Principles for Assessing Adversity in Toxicologic Clinical Pathology

There is limited direction in the literature or regulatory guidance on determination of adversity for clinical pathology (CP) biomarkers in preclinical safety studies. Toxicologic clinical pathologists representing the American Society for Veterinary Clinical Pathology—Regulatory Affairs Committee and Society of Toxicologic Pathology—Clinical Pathology Interest Group identified principles, overall approach, and unique considerations for assessing adversity in CP data interpretation to provide a consensus opinion. Emphasized is the need for pathophysiologic context and a weight-of-evidence approach. Most CP biomarkers do not have the potential to be adverse in isolation, regardless of magnitude of change.

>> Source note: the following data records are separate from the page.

PR #4235, opened 2025-04-16
fix: move translations together with a resource

pnal:
This aims to keep a test/item translations (hidden resources) together with origin resource when moving it to another class. This fixes the following case:
- Create item/test
- Create a translation
- Move the origin item/test to another class
- Remove the first class (it looks empty but actually it is not due to the translation implementation)
- Check that the translations for the moved items/resource is not lost anymore

### DIFF
--- a/.github/workflows/continuous-integration.yaml
+++ b/.github/workflows/continuous-integration.yaml
@@ -1,8 +1,6 @@
 name: Continuous integration
 
 on:
-  push:
-    branches: [ develop ]
   pull_request:
     branches: [ develop ]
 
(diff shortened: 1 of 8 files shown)


tikhanovichA (approved):

.github/workflows/continuous-integration.yaml
```diff
@@ -2,7 +2,7 @@ name: Continuous integration
 
 on:
   push:
-    branches: [ master, develop ]
+    branches: [ develop ]
```
tikhanovichA, line 5: Let's delete this. We don't need to run it if push to develop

Rather, they quantify or describe the impact of effects, provide adjunct or supportive information regarding a process or pathogenesis, and provide translational biomarkers of effect. Most often, CP changes are part of a constellation of findings that collectively are adverse. Thus, most CP changes must be interpreted in conjunction with other study findings and require contextual and integrative interpretation. Exceptions include critical CP changes without correlates that indicate a health risk in the tested species. Overall, CP changes should not be interpreted in isolation and their adversity is best addressed with an integrated approach.